The original proposition was to substantially modify, alter and renovate the existing accident and emergency department. When we - including Dr Green, I might add - looked at that in more depth, we found that it was really better to get back to taws, start with a greenfield site and build an accident and emergency department that was contemporary. The present one is now 19 years old and was designed substantially before that. We didn’t anticipate that we’d be getting the throughput we get now. That’s not ‘we’ so much as the Commonwealth, which had capacity in this place at that time. And emergency medicine has changed remarkably. It’s now a speciality whereas previously it wasn’t.

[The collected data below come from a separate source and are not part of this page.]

PR #50, opened 2016-09-09
Do not show some errors in stdout

rhcarvalho:
We want a way to log errors to dump.log, while not bothering users with
common errors that do not reflect actual problems.

For instance, it is common that a call to fetch previous logs will fail
to find a previous pod.

Another example are commands that are available in OSE 3.3 but not in
OSE 3.2, and those are executed regardless of the current client version
in a best effort manner.

---

https://issues.jboss.org/browse/RHMAP-9831

### DIFF
--- a/errors.go
+++ b/errors.go
@@ -18,3 +18,40 @@ func (e errorList) Error() string {
 	}
 	return "multiple errors:\n" + strings.Join(msgs, "\n")
 }
+
+// IgnorableError is an error that has an extra method to tell whether it should
+// be ignored. Ignored errors may be omitted from standard program output.
+type IgnorableError interface {
+	error
+	Ignore() bool // Is the error a timeout?
+}
+
+// ignoredError implements IgnorableError, always returning true.
+type ignoredError struct {
+	err error
+}
+
+func (e *ignoredError) Error() string {
+	if e.err == nil {
+		return ""
+	}
+	return e.err.Error()
+}
+
+// Ignore implements IgnorableError.
+func (e *ignoredError) Ignore() bool {
+	return true
+}
+
+// Assert that ignoredError implements the IgnorableError interface.
+var _ IgnorableError = (*ignoredError)(nil)
+
+// MarkErrorAsIgnorable marks the original error as ignored if non-nil.
+func MarkErrorAsIgnorable(err error) error {
+	if err == nil {
+		// Keeps nil errors nil, to avoid the confusion of having a
+		// non-nil type and a nil value in an interface value.
+		return nil
+	}
+	return &ignoredError{err}
+}
--- a/logs.go
+++ b/logs.go
@@ -121,6 +121,6 @@ func ocLogs(r Runner, resource LoggableResource, maxLines int, extraArgs []strin
 			filename += "_" + resource.Container
 		}
 		path := filepath.Join("projects", resource.Project, what, filename+".logs")
-		return r.Run(cmd, path)
+		return MarkErrorAsIgnorable(r.Run(cmd, path))
 	}
 }
--- a/main.go
+++ b/main.go
@@ -4,6 +4,7 @@ package main
 import (
 	"bufio"
 	"bytes"
+	"errors"
 	"flag"
 	"fmt"
 	"io"
@@ -81,6 +82,18 @@ func archive(path string) error {
 	return cmd.Run()
 }
 
+func checkPrerequisites() error {
+	if _, err := exec.LookPath("oc"); err != nil {
+		return errors.New("oc command not found, please install the OpenShift CLI before using this tool")
+	}
+	// This serves as a sort of "ping" to the server, to make sure we are
+	// logged in and can access the server before we issue more calls.
+	if err := exec.Command("oc", "whoami").Run(); err != nil {
+		return errors.New("could not access OpenShift, please run 'oc login' and make sure that a user is logged in and the server is accessible")
+	}
+	return nil
+}
+
 func main() {
 	flag.Parse()
 
@@ -92,6 +105,10 @@ func main() {
 	if !(*concurrentTasks > 0) {
 		fmt.Fprintln(os.Stderr, "Error: argument to -p flag must be greater than 0")
 		os.Exit(1)
+	}
+
+	if err := checkPrerequisites(); err != nil {
+		log.Fatalln("Error:", err)
 	}
 
 	start := time.Now().UTC()
--- a/main.go
+++ b/main.go
@@ -142,7 +142,7 @@ func main() {
 	runner := NewDumpRunner(basePath)
 
 	log.Print("Running dump and analyse tasks...")
-	RunAllDumpTasks(runner, basePath, *concurrentTasks)
+	RunAllDumpTasks(runner, basePath, *concurrentTasks, fileOnlyLogger)
 	analysisResults := RunAllAnalysisTasks(runner, basePath, *concurrentTasks)
 
 	delta := time.Since(start)
--- a/tasks.go
+++ b/tasks.go
@@ -14,9 +14,14 @@ import (
 // A Task performs some part of the RHMAP System Dump Tool.
 type Task func() error
 
+// Logger is a minimal interface implemented by log.Logger.
+type Logger interface {
+	Printf(format string, v ...interface{})
+}
+
 // RunAllDumpTasks runs all tasks known to the dump tool using concurrent workers.
 // Dump output goes to path.
-func RunAllDumpTasks(runner Runner, path string, workers int) {
+func RunAllDumpTasks(runner Runner, path string, workers int, fileOnlyLogger Logger) {
 	tasks := GetAllDumpTasks(runner, path)
 	results := make(chan error)
 
@@ -41,6 +46,10 @@ func RunAllDumpTasks(runner Runner, path string, workers int) {
 	// Loop through the task execution results and log errors.
 	for err := range results {
 		if err != nil {
+			if ierr, ok := err.(IgnorableError); ok && ierr.Ignore() {
+				fileOnlyLogger.Printf("Task error: %v", err)
+				continue
+			}
 			// TODO: there should be a way to identify which task
 			// had an error.
 			fmt.Fprintln(os.Stderr)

Yes, 19 years down the track we have decided we will build a new A&E. I think it is an entirely responsible thing for the government to talk to the other stakeholders in it - not just the emergency specialists but also the other departments that hang off it like the imaging department and the intensive care unit. There is also some scope for us to look at a better relationship with our next-door neighbour, Darwin Private Hospital, making sure that when we build this facility we maximise the opportunities for the 2 hospitals to be in a win/win situation.

I am pleased to have the opportunity to tell the House all this. We have already told the shadow spokesman. He sat in my office. He’s seen the plans. He knows that what we’re doing is a good, reasonable and responsible thing for government to do. In consultation, I even speak to the opposition. I even allowed the opposition to have a look at this. I think that is a good thing for a consultative, open, transparent and responsible government to do.